::: Input records :::

PR #1110, opened 2016-12-14
add checks before calling next() when evaluating path segments

### LINKED ISSUE #1089: unsetting hashmap causes ArrayIndexOutOfBoundsException

evanchooly:
fixes #1089

### DIFF
--- a/morphia/src/main/java/org/mongodb/morphia/internal/PathTarget.java
+++ b/morphia/src/main/java/org/mongodb/morphia/internal/PathTarget.java
@@ -34,6 +34,7 @@ import static org.mongodb.morphia.internal.MorphiaUtils.join;
  * @since 1.3
  */
 public class PathTarget {
+    private final String path;
     private final List<String> segments;
     private boolean validateNames = true;
     private int position;
@@ -54,6 +55,7 @@ public class PathTarget {
         this.root = root;
         segments = asList(path.split("\\."));
         this.mapper = mapper;
+        this.path = path;
     }
 
     /**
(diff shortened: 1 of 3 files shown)


evanchooly:
Correct.  It's a live exercise of the fix.  This operation ends up creating the fault path being checked in the update to `PathTargetTest`.

PR #1111, opened 2016-12-16
deprecate the `updateFirst` and `update*` methods

evanchooly:
This commit mostly just makes the `update` methods consistent with the changes to the saves and deletes.  The biggest arguable change is the deprecation of the `updateFirst` variants.  Looking at the API it seems there was some attempt at symmetry, over the years, to make `updateFirst` versions of the `update` methods.  This hasn't quite happened, however, and with easy access to `UpdateOptions` now, having `updateFirst` as separate methods makes less sense.  In the spirit of simplifying and streamlining the API, I've elected to deprecate the `updateFirst` methods in favor of the `update` methods.

The tests have been updated to use the correct methods and some new tests introduced to make sure the old methods still get tested.  I did a little bit of clean up to help isolate where we've been over testing and reduced that redundancy.

### DIFF
--- a/morphia/src/main/java/org/mongodb/morphia/Datastore.java
+++ b/morphia/src/main/java/org/mongodb/morphia/Datastore.java
@@ -725,7 +725,9 @@ public interface Datastore {
      * @param createIfMissing if true, a document will be created if none can be found that match the query
      * @param <T>             the type of the entity
      * @return the results of the updates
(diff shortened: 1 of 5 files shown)


evanchooly:
I'll merge this if there are no complaints then...

jyemin:
@rozza can you review please?

Issue #1123, opened 2017-01-11
UpdateOpsImpl does not respect fieldName annotations for maps


VPriesnitz:
Hello, 
This is a critical bug.

When updating a field of type Map that has a fieldName annotation (@Embedded or @Property), then an update on that field does not replace the field's name with the provided value. 

POJO
class Payload {
        @Id
        private ObjectId id;

        @Property("c")
        private final Map<String, String> content = new HashMap<String, String>();
    }

Update
`ds.createUpdateOperations(Payload.class)
                .set("content.key", "newValue");
`

results in mongo: 
`{
      "_id": { "$oid": "587609d12e934813a926ec69" }, 
      "c": { "key": "value" }, 
      "content": { "key": "newValue" }
}`
Note that the Document contains now both "c" and "content". The update returns without error and subsequent retrievals will ignore this update.   

This behaviour was introduced in commit  d0d9e04975717a1b74204a3b15183bfbd1d99f5d

Attached is patch that contains a unitTest to reproduce the issue.  (had to rename from .patch to .TXT got github )
[testUpdatingMapFieldsAnnotatedWithFieldNames.TXT](https://github.com/mongodb/morphia/files/698553/testUpdatingMapFieldsAnnotatedWithFieldNames.TXT)

PR #1124, opened 2017-01-11
always translate according to annotation + unit test to verify

danielBreitlauch:
This solves https://github.com/mongodb/morphia/issues/1123.


danielBreitlauch:
Why didn't you just accept the pull request instead of copying the code and committing it yourself?

evanchooly:
i moved the test to PathTargetTest and reused one of the test entities.

PR #1130, opened 2017-01-17
bugfix: the resolve function would be called multiple times

danielBreitlauch:
Small fix such that resolved is set to true.


evanchooly:
I think I see what's going on here but a bug description and tests would be really helpful.

danielBreitlauch:
It is just a performance regression. By adding the break; there 'resolved = true;' is never called. So the routine is not cached and executed every time.

danielBreitlauch:
@evanchooly do you consider this fix of the previously introduces performance regression?

danielBreitlauch:
Ping?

:::

### Your assignment:
Whatever lies between the line containing "bugfix: the resolve" and the final line above, both included, must be returned exactly.

### Exercise answer:
bugfix: the resolve function would be called multiple times

danielBreitlauch:
Small fix such that resolved is set to true.


evanchooly:
I think I see what's going on here but a bug description and tests would be really helpful.

danielBreitlauch:
It is just a performance regression. By adding the break; there 'resolved = true;' is never called. So the routine is not cached and executed every time.

danielBreitlauch:
@evanchooly do you consider this fix of the previously introduces performance regression?

danielBreitlauch:
Ping?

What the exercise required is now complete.